# Work instructions
The answer must consist of every line in the data below that holds the word "knows".

━━━━━ Data section

Issue #1572, opened 2022-04-06
Final data validation using dagster-pandera


bendnorman:

zaneselvans:
We've long since switched to using pandera for our schema asset checks, e.g. see #5432 (the dagster-pandera integration turned out not to be exactly what we needed) and other data validations are now handled by dbt

PR #3282, opened 2024-01-24
Prototype dagster-pandera integration

jdangerx:
# Overview

Relevant to #1572, but doesn't close it. Opens the possibility of closing it.

We need to integrate:
* our existing resource schema definition system
* Pandera
* dagster

Fortunately, there's already integration between pandera and dagster. We just need a shim layer between our existing schema definition system and pandera - hence, this PR.

### Changes:

* shim layer between our schema definitions & pandera
* create dagster asset checks for all assets that correspond to a Resource
* port boiler fuel validation checks to resource schema

See details for the original rant, but I ended up introducing some classes to define our existing `RESOURCE_METADATA` data structure. That lays the groundwork for moving towards using the `frictionless` library in the future, as well as further refactoring to make our metadata handling interoperate with various different libraries like we discussed in https://github.com/orgs/catalyst-cooperative/discussions/2546. 

<details>

Our existing schema definition system is hard to change for many reasons; one of which is that the shape of the data in `RESOURCE_METADATA` is actually not documented anywhere! Instead we have all sorts of weird logic scattered throughout to turn that undocumented shape into something resembling Frictionless Packages/Resources/Fields (but that are distinct classes...)

One thing we could do to make this whole thing a bit more tractable is to actually define some sort of `ResourceMetadata` or `ResourceSpec` class (and, potentially, companion `SchemaSpec`, `FieldSpec` classes) that:
- describes what we expect from `RESOURCE_METADATA`
- knows how to translate from itself into various different formats: frictionless, pandera, pyarrow, pandas, etc.

Right now, our `Resource` (and companion) classes happens to be "a copy of the frictionless class, sort of, that knows how to translate from the undefined shape of what's in `RESOURCE_METADATA` into our ersatz frictionless class." Which causes much entanglement/confusion.

It doesn't seem like it would be *too* big of a refactor, to split up `Resource` into `ResourceSpec` and the official `frictionless.Resource`, so maybe we should do that sometime soon.
</details>

# Testing

I ran the whole ETL, and saw that all the asset checks passed. I also happened to pick an asset which has some validation checks we expect to fail - so I saw that failing checks did actually show up in Dagster, before then adding machinery to xfail certain checks.

```[tasklist]
# To-do list
- [x] use Pandera to express real data type and validation tests for an asset in Dagster
```

### DIFF
--- a/src/pudl/etl/__init__.py
+++ b/src/pudl/etl/__init__.py
@@ -120,10 +120,18 @@ def asset_check_from_schema(
     def pandera_schema_check(asset_value) -> AssetCheckResult:
         try:
             pandera_schema.validate(asset_value, lazy=True)
-        except pr.errors.SchemaErrors as e:
+        except pr.errors.SchemaErrors as schema_errors:
             return AssetCheckResult(
                 passed=False,
-                metadata={"schema_errors": [str(err) for err in e.schema_errors]},
+                metadata={
+                    "errors": [
+                        {
+                            "failure_cases": str(err.failure_cases),
+                            "data": str(err.data),
+                        }
+                        for err in schema_errors.schema_errors
+                    ],
+                },
             )
         return AssetCheckResult(passed=True)
 
--- a/src/pudl/etl/__init__.py
+++ b/src/pudl/etl/__init__.py
@@ -1,13 +1,19 @@
 """Dagster definitions for the PUDL ETL and Output tables."""
 import importlib.resources
+import itertools
+import warnings
 
+import pandera as pr
 from dagster import (
+    AssetCheckResult,
+    AssetChecksDefinition,
     AssetKey,
     AssetsDefinition,
     AssetSelection,
     Definitions,
+    ExperimentalWarning,
+    asset_check,
     define_asset_job,
-    load_asset_checks_from_modules,
     load_assets_from_modules,
 )
 
@@ -31,6 +37,7 @@ from . import (
 )
 
 logger = pudl.logging_helpers.get_logger(__name__)
+
 
 default_assets = (
     *load_assets_from_modules([eia_bulk_elec_assets], group_name="core_eia_bulk_elec"),
@@ -96,13 +103,54 @@ default_assets = (
     ),
 )
 
-default_asset_checks = (
-    *load_asset_checks_from_modules(
-        [
-            pudl.output.eia923,
-        ],
-    ),
+
+def asset_check_from_schema(
+    asset_key: AssetKey,
+    package: pudl.metadata.classes.Package,
+) -> AssetChecksDefinition | None:
+    """Create a dagster asset check based on the resource schema, if defined."""
+    resource_id = asset_key.to_user_string()
+    if resource_id != "out_eia923__boiler_fuel":
+        return None
+    try:
+        resource = package.get_resource(resource_id)
+    except ValueError:
+        return None
+    pandera_schema = resource.schema.to_pandera()
+
+    @asset_check(asset=asset_key)
+    def pandera_schema_check(asset_value) -> AssetCheckResult:
+        try:
+            pandera_schema.validate(asset_value, lazy=True)
+        except pr.errors.SchemaErrors as e:
+            return AssetCheckResult(
+                passed=False,
+                metadata={"schema_errors": [str(err) for err in e.schema_errors]},
+            )
+        return AssetCheckResult(passed=True)
+
+    return pandera_schema_check
+
+
+def _get_keys_from_assets(asset_def):
+    try:
+        return asset_def.keys
+    except AttributeError:
+        return [asset_def.key]
+
+
+warnings.filterwarnings("ignore", category=ExperimentalWarning)
+_package = pudl.metadata.classes.Package.from_resource_ids()
+_asset_keys = itertools.chain.from_iterable(
+    _get_keys_from_assets(asset_def) for asset_def in default_assets
 )
+default_asset_checks = [
+    check
+    for check in (
+        asset_check_from_schema(asset_key, _package) for asset_key in _asset_keys
+    )
+    if check is not None
+]
 
 default_resources = {
     "datastore": datastore,
@@ -203,4 +251,7 @@ defs: Definitions = Definitions(
         ),
     ],
 )
+
+warnings.resetwarnings()
+
 """A collection of dagster assets, resources, IO managers, and jobs for the PUDL ETL."""
--- a/src/pudl/etl/__init__.py
+++ b/src/pudl/etl/__init__.py
@@ -110,8 +110,6 @@ def asset_check_from_schema(
 ) -> AssetChecksDefinition | None:
     """Create a dagster asset check based on the resource schema, if defined."""
     resource_id = asset_key.to_user_string()
-    if resource_id != "out_eia923__boiler_fuel":
-        return None
     try:
         resource = package.get_resource(resource_id)
     except ValueError:
--- a/src/pudl/etl/__init__.py
+++ b/src/pudl/etl/__init__.py
@@ -12,10 +12,12 @@ from dagster import (
     AssetSelection,
     Definitions,
     ExperimentalWarning,
+    SourceAsset,
     asset_check,
     define_asset_job,
     load_assets_from_modules,
 )
+from dagster._core.definitions.cacheable_assets import CacheableAssetsDefinition
 
 import pudl
 from pudl.io_managers import (
@@ -138,13 +140,31 @@ def asset_check_from_schema(
     return pandera_schema_check
 
 
-def _get_keys_from_assets(asset_def):
-    try:
-        return asset_def.keys
-    except AttributeError:
+def _get_keys_from_assets(
+    asset_def: AssetsDefinition | SourceAsset | CacheableAssetsDefinition,
+) -> list[AssetKey]:
+    """Get a list of asset keys.
+
+    Most assets have one key, which can be retrieved as a list from
+    ``asset.keys``.
+
+    Multi-assets have multiple keys, which can also be retrieved as a list from
+    ``asset.keys``.
+
+    SourceAssets always only have one key, and don't have ``asset.keys``. So we
+    look for ``asset.key`` and wrap it in a list.
+
+    We don't handle CacheableAssetsDefinitions yet.
+    """
+    if isinstance(asset_def, AssetsDefinition):
+        return list(asset_def.keys)
+    if isinstance(asset_def, SourceAsset):
         return [asset_def.key]
+    return []
 
 
+# Asset Checks are still Experimental, silence the warning since we use them
+# everywhere.
 warnings.filterwarnings("ignore", category=ExperimentalWarning)
 _package = pudl.metadata.classes.Package.from_resource_ids()
 _asset_keys = itertools.chain.from_iterable(
--- a/src/pudl/etl/__init__.py
+++ b/src/pudl/etl/__init__.py
@@ -7,6 +7,7 @@ from dagster import (
     AssetSelection,
     Definitions,
     define_asset_job,
+    load_asset_checks_from_modules,
     load_assets_from_modules,
 )
 
@@ -95,6 +96,14 @@ default_assets = (
     ),
 )
 
+default_asset_checks = (
+    *load_asset_checks_from_modules(
+        [
+            pudl.output.eia923,
+        ],
+    ),
+)
+
 default_resources = {
     "datastore": datastore,
     "pudl_io_manager": pudl_mixed_format_io_manager,
@@ -153,6 +162,7 @@ def load_dataset_settings_from_file(setting_filename: str) -> dict:
 
 defs: Definitions = Definitions(
     assets=default_assets,
+    asset_checks=default_asset_checks,
     resources=default_resources,
     jobs=[
         define_asset_job(
--- a/src/pudl/metadata/classes.py
+++ b/src/pudl/metadata/classes.py
@@ -737,9 +737,10 @@ class Schema(PudlMeta):
 
     fields: StrictList[Field]
     missing_values: list[StrictStr] = [""]
-    primary_key: StrictList[SnakeCase] | None = None
+    primary_key: list[SnakeCase] = []
     foreign_keys: list[ForeignKey] = []
-    checks: dict[SnakeCase, Callable] = {}
+    df_checks: list[Callable] = []
+    field_checks: dict[SnakeCase, Callable] = {}
 
     _check_unique = _validator(
         "missing_values", "primary_key", "foreign_keys", fn=_check_unique
@@ -784,15 +785,18 @@ class Schema(PudlMeta):
 
     def to_pandera(self: Self) -> pr.DataFrameSchema:
         """Turn PUDL Schema into Pandera schema, so dagster can understand it."""
+        # 2024-02-09: pr.Check doesn't have interop with Pydantic type system
+        # yet, so we encode as Callable, then cast.
         return pr.DataFrameSchema(
             {
                 field.name: pr.Column(
                     FIELD_DTYPES_PANDAS[field.type],
-                    checks=cast(pr.Check, self.checks.get(field.name, None)),
+                    checks=cast(pr.Check, self.field_checks.get(field.name, None)),
                 )
                 for field in self.fields
             },
             unique=self.primary_key,
+            checks=cast(list[pr.Check], self.df_checks),
         )
 
 
@@ -1046,7 +1050,8 @@ class PudlResourceDescriptor(PudlMeta):
 
         field_ids: list[str] = pydantic.Field(alias="fields", default=[])
         primary_key_ids: list[str] = pydantic.Field(alias="primary_key", default=[])
-        checks: list[Callable] = []
+        df_checks: list[Callable] = []
+        field_checks: dict[str, Callable] = {}
         foreign_key_rules: PudlForeignKeyRules = PudlForeignKeyRules()
 
     class PudlCodeMetadata(PudlMeta):
@@ -1055,8 +1060,8 @@ class PudlResourceDescriptor(PudlMeta):
         class CodeDataframe(pr.DataFrameModel):
             """The DF we use to represent code/label/description associations."""
 
-            # TODO (daz): each of these | Nones are one-offs. Fix the frickin
-            # data instead.
+            # TODO (daz) 2024-02-09: each of these | Nones are one-offs. Fix
+            # the frickin data instead.
             code: pr.typing.Series[Any]
             label: pr.typing.Series[str] | None
             description: pr.typing.Series[str]
@@ -1068,12 +1073,12 @@ class PudlResourceDescriptor(PudlMeta):
         code_fixes: dict = {}
         ignored_codes: list = []
 
-    # TODO (daz): with a name like "title" you might imagine all resources
-    # would have one...
+    # TODO (daz) 2024-02-09: with a name like "title" you might imagine all
+    # resources would have one...
     title: str | None = None
     description: str
     schema_: PudlSchemaDescriptor = pydantic.Field(alias="schema")
-    encoder: PudlCodeMetadata = PudlCodeMetadata()
+    encoder: PudlCodeMetadata | None = None
     source_ids: list[str] = pydantic.Field(alias="sources")
     etl_group_id: str = pydantic.Field(alias="etl_group")
     field_namespace_id: str = pydantic.Field(alias="field_namespace")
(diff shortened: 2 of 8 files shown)


jdangerx:
cc @zaneselvans, who I think has done a lot of the recent touching of this, and @cmgosnell + @e-belfer , who have recently expressed some desire for using our hard-won schema information to annotate our asset types.

bendnorman:
Something to note is dagster's addition of [asset checks](https://docs.dagster.io/concepts/assets/asset-checks) which allow you to run arbitrary tests after an asset executes. The feature is still experimental but seems pretty useful. I [asked how](https://github.com/dagster-io/dagster/discussions/15880#discussioncomment-6788995) asset checks and something like dagster-pandera compare. If we want to use pandera + dagster asset checks they recommend validating the asset using pandera inside of the asset check instead of using dagster-pandera.

jdangerx:
Ooh, thanks @bendnorman ! Using something that's more "core" dagster is better than using something that's less core :)

zaneselvans:
I'm not sure if it matters but it seems like there's a conflation of 2 related functions here: asset type checking, and more complex data validations that look at the data contents, beyond just the schema (though I guess you could consider constraints on the values and relationships between columns part of a more complicated "type" with the validations that Pydantic does).

But if we use an asset check and happen to use Pandera inside it, will the dataframe typing information still be available to Dagster? Or to us in the IDE?  It sounded like there was a vague plan to updated `dagster-pandera` to incorporate asset checks

> For now you should use pandera directly. We'll update dagster-pandera it to add checks support but don't have a date yet

src/pudl/metadata/classes.py
```diff
@@ -190,13 +191,15 @@ def _get_jinja_environment(template_dir: DirectoryPath = None):
 """Positive :class:`float`."""
 
 
-def StrictList(item_type: type = Any) -> type:  # noqa: N802
-    """Non-empty :class:`list`.
+T = TypeVar("T")
+StrictList = Annotated[list[T], pydantic.Field(min_length=1)]
```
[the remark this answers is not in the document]
zaneselvans: Ahhh, I've been wondering how to do this right for years.  I think there are some ergonomics improvements for this in Python 3.12 too, which we're about to be able to start using.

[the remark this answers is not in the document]
jdangerx: Yes indeed! The mypy error message actually suggested using the 3.12 sugar, which didn't work - I banged my head against that for a bit before realizing what was going on.

src/pudl/etl/__init__.py
```diff
@@ -93,6 +101,61 @@
...
+                        for err in schema_errors.schema_errors
+                    ],
+                },
+            )
+        return AssetCheckResult(passed=True)
+
+    return pandera_schema_check
+
+
+def _get_keys_from_assets(asset_def):
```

━━━━━━━━━━

# Response area
- knows how to translate from itself into various different formats: frictionless, pandera, pyarrow, pandas, etc.
Right now, our `Resource` (and companion) classes happens to be "a copy of the frictionless class, sort of, that knows how to translate from the undefined shape of what's in `RESOURCE_METADATA` into our ersatz frictionless class." Which causes much entanglement/confusion.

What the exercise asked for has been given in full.